Что все ушло по адресу, в этом, пожалуй, можно было не сомневаться - те, кто давал поручение, конечно, проследили за этим и не оставили бы писца в покое. Но вот куда ушло, это еще оставалось неясным.
Михеев с нетерпением ожидал встречи с Битнер-Кобылинской.
Клавдия Михайловна Кобылинская, супруга начальника охраны Романовых, нашлась в небольшом подмосковном городке, где мирно жила и учительствовала, тая от знакомых, да и от себя самой тоже, воспоминания о событиях, свидетельницей и даже участницей которых ей довелось быть.
Дочь какого-то некрупного чиновника, она, кончив гимназию, учительствовала в Царском Селе, основное население которого составляли служащие императорской резиденции - Александровского дворца, преподаватели знаменитого со времен Пушкина лицея, слушатели военной академии да многочисленная группа литераторов и художников, привязанных к поэтической памяти этой «гавани муз». В войну, увлеченная общей волной заботы о «защитниках веры, царя и отечества», пошла работать сестрой милосердия в «состоящий под высочайшим покровительством» царскосельский офицерский лазарет.
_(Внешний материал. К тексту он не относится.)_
Issue #660, opened 2020-07-24
[BUG] Invalidate/Flush SignalingCache if the Channel is not found


bkneff:
**Describe the bug**
The gstreamer sample applications will automatically create a channel if it doesn't exist.  The application will also cache this information in the Signaling FileCache.  If you delete the channel, the application will still attempt to use the cache'd value in FileCache.

**SDK version number**
acc94940

**Open source building**
If it is a build issue, include 3rd party library version and steps to how you are building it

**To Reproduce**
1. Run the gstreamer sample and specify a channel name
2. Delete the channel via the console
3. Kill the gstreamer application
4. Re-run the gstreamer application
5. The application will error out and not re-create the channel

If you delete the FileCache and re-run it will work.

**Expected behavior**
The application will re-create the channel

**Screenshots**

**Desktop (please complete the following information):**

**Smartphone (please complete the following information):**

**Additional context**

MushMal:
We should ensure that if the cached operations fail they will have to run the non-cached version after the state machine retries.

disa6302:
Pending implementation.

disa6302:
Closing since this is not an issue in the newer version anymore. Exponential retry covers this case.

PR #1251, opened 2021-08-31
Return appropriate error code on non-success result from getChannelEndpoint call

dewei-verkada:
*Issue #, if available:*
N/A

*Description of changes:*
Currently if we get a non-successful HTTP response from call to `/getSignalingChannelEndpoint` (for example, a 403), a `STATUS_SUCCESS` is returned from this function. This makes it hard to debug errors since we will have assumed that the channel endpoint was successfully retrieved and stored into `pSignalingClient`.

I am not 100% on whether or not this is the right return code, please let me know if it isn't and I will update accordingly.

### DIFF
--- a/src/source/Signaling/LwsApiCalls.c
+++ b/src/source/Signaling/LwsApiCalls.c
@@ -898,7 +898,8 @@ STATUS getChannelEndpointLws(PSignalingClient pSignalingClient, UINT64 time)
     resultLen = pLwsCallInfo->callInfo.responseDataLen;
 
     // Early return if we have a non-success result
-    CHK((SERVICE_CALL_RESULT) ATOMIC_LOAD(&pSignalingClient->result) == SERVICE_CALL_RESULT_OK && resultLen != 0 && pResponseStr != NULL, retStatus);
+    CHK((SERVICE_CALL_RESULT) ATOMIC_LOAD(&pSignalingClient->result) == SERVICE_CALL_RESULT_OK && resultLen != 0 && pResponseStr != NULL,
+        STATUS_INVALID_API_CALL_RETURN_JSON);
 
     // Parse and extract the endpoints
     jsmn_init(&parser);


src/source/Signaling/LwsApiCalls.c
```diff
@@ -898,7 +898,8 @@ STATUS getChannelEndpointLws(PSignalingClient pSignalingClient, UINT64 time)
     resultLen = pLwsCallInfo->callInfo.responseDataLen;
 
     // Early return if we have a non-success result
-    CHK((SERVICE_CALL_RESULT) ATOMIC_LOAD(&pSignalingClient->result) == SERVICE_CALL_RESULT_OK && resultLen != 0 && pResponseStr != NULL, retStatus);
+    CHK((SERVICE_CALL_RESULT) ATOMIC_LOAD(&pSignalingClient->result) == SERVICE_CALL_RESULT_OK && resultLen != 0 && pResponseStr != NULL,
```
MushMal, line 901: Why do you need to return the error here? All these backend API calls return success even if the call to the backend fails itself to ensure the higher-level state machine iterates again and retries. The higher-level state machine uses the response to check for the retry or move to the next state

dewei-verkada: I received a 403 back from the call to `/getSignalingChannelEndpoint` (due to lacking access permissions in IAM in my setup). Since a success code assumes the `pSignalingClient` will have `channelEndpointWss` and `channelEndpointHttps` are set, this will lead to failure later when saving to cache here: https://github.com/awslabs/amazon-kinesis-video-streams-webrtc-sdk-c/blob/master/src/source/Signaling/FileCache.c#L180.

This is misleading the user to think that issue is with the cache rather than a permission error from the API call. The state machine won't progress anyway on a non-zero status due to this line: https://github.com/awslabs/amazon-kinesis-video-streams-webrtc-sdk-c/blob/master/src/source/Signaling/StateMachine.c#L490

MushMal: This is similar to the issue #660 

The main issue is that the caching assumes the result of STATUS_SUCCESS as an indicator of an actual API call success. The caching layer needs to be updated to make a proper distinction and only cache when the backend API call succeeds.

dewei-verkada: Not sure about what you mean by caching layer? It currently reads the `retStatus` to make decision to save to cache or not by calling `signalingCacheSaveToFile`, the only way I could see to make that distinction is by creating another status code (something like `STATUS_API_ERROR`).

MushMal: The fix should be similar to the state machine processing. If the status is OK and we have the data we need then we should proceed with caching. I think this should call for a proper fix. Not sure what the priority is. Perhaps AWS folks could comment.

dewei-verkada: @Sean-Der looks like you are the original author of this, suggestions on this?

Personally I'd prefer this to be explicit, even if it means returning a `STATUS_SUCCESS` here instead of `retStatus`.

MushMal: These were conscious choices to differentiate between critical failures caused from the client side driven by retStatus and anything that could actually be related to the backend. An alternative could have been to flow everything via mapping to retStatus and have a retry logic working only based on the retStatus.

PR #1268, opened 2021-09-13
Fix scripts/pare_status.py for non-status #defines

kev-the-dev:
*Description of changes:*
Update the regex in `scripts/pare_status.py` to only pick up on `#define` lines which begin with `STATUS_`, to exclude lines such as:

```
#define WINVER       0x0A00
```

Which involve a hex defined variable but should not be included in the ouput of this script


hassanctech (approved):
Thank you for your contribution!  LGTM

Конечно, это был лазарет для избранных - пред светлейшие очи титулованной обслуги доставлялся лишь соответствующий контингент пациентов: представители громких аристократических фамилий, офицеры лейб-гвардии, протеже влиятельных лиц из дворцового окружения. Здесь Клавдия Михайловна Битнер имела возможность встречаться с высокопоставленными лицами, от нечего делать иногда игравшими роль «сестричек» и «шефов». В том числе и с августейшими - членами императорской фамилии.
Здесь же она встретилась и с обер-офицером гвардейского полка Евгением Степановичем Кобылинским, залечивавшим после ранения под Старой Гутой острый нефрит. Пребывавшая уже в бальзаковском возрасте одинокая сестра милосердия увлеклась тоже уже немолодым, но подающим весьма большие надежды на солидную карьеру гвардейцем. Вскоре она уехала за ним в Петербург и стала его женой.